→ INSTRUCTIONS FOR THE TASK
Run through the records and show each line that includes the string "images".

→ SUPPLIED INFORMATION
PR #484, opened 2022-05-06
Reconcile diagrams

robertgraeff:

/area documentation
/kind task
/priority 3

This pull request contains diagrams for the reconcile flow of the installation controller.

Fixes #

**Release note**:

```other operator
NONE
```


docs/technical/installation_controller.md
```diff
@@ -0,0 +1,38 @@
+# Installation Controller
+
+The reconciliation flow of the installation controller is described in detail [here](./reconciliation_flow.md).
+It executes one of the following main operations:
+
+- a deletion,
+- a [standard reconcile](#standard-reconcile),
+- a [force reconcile](#force-reconcile),
```
enrico-kaack-comp, line 8: the path "imports satisfied? -yes-> return error seems odd and doesnt fit the description in reconciliation_flow.md, does it?

docs/technical/installation_controller.md
```diff
@@ -0,0 +1,38 @@
+# Installation Controller
+
+The reconciliation flow of the installation controller is described in detail [here](./reconciliation_flow.md).
+It executes one of the following main operations:
+
```
enrico-kaack-comp, line 5: I dont find the documentation of all the phases in this folder. it would be useful to have it here (direct or referenced), since the phases are used in the following flows and explanations.

docs/technical/installation_controller.md
```diff
@@ -0,0 +1,38 @@
...
+- a deletion,
+- a [standard reconcile](#standard-reconcile),
+- a [force reconcile](#force-reconcile),
+- or a [re-check of completed installation](#re-check-completed-installation).
```
enrico-kaack-comp, line 9: first condition: phase == combined phase of sub-objects.
Does it mean all sub-objects must have the same phase or shall they all be successful? If latter, pls fix.

docs/technical/installation_controller.md
```diff
@@ -0,0 +1,38 @@
...
+
+The diagrams below illustrate these flows. First, the decision which main operation will be executed: 
+
+![inst-main-reconcile](images/inst-main-reconcile.png)
+
+
+## Standard Reconcile
+
+![inst-standard-reconcile](images/inst-standard-reconcile.png)
```
enrico-kaack-comp, line 18: first condition: sub-objects busy: does it mean that their phase is progressing?
condition update allowed returns an error, does this map to a function call? Otherwise it would be consistent to make it a yes/no condition

enrico-kaack-comp (changes requested):

docs/technical/installation_controller.md
robertgraeff: You are right, I mixed up "yes" and "no". I have updated the image.

docs/technical/installation_controller.md
robertgraeff: I added a paragraph about the phases and what the "combined phase" is.

docs/technical/installation_controller.md
robertgraeff: I added a paragraph about the phases and what the "combined phase" is.

docs/technical/installation_controller.md
robertgraeff: Sub-objects busy: it can be a progressing phase, but also if the spec was updated and the controller has not yet reconciled (observed generation != generation). I.e. working, or there is work to do which was not yet started. 

Update allowed: actually at first I used yes/no. Then Achim pointed out that the [method UpdateAllowed](https://github.com/gardener/landscaper/blob/e08eafcb1f1320d8935f01d4d09dda7853263513/pkg/landscaper/installations/reconcilehelper/reconcilehelper.go#L89) does not return a boolean, but an error instead of no.

enrico-kaack-comp (approved):
Great clarification, thank you. LGTM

→ SOLUTION
+![inst-main-reconcile](images/inst-main-reconcile.png)
+![inst-standard-reconcile](images/inst-standard-reconcile.png)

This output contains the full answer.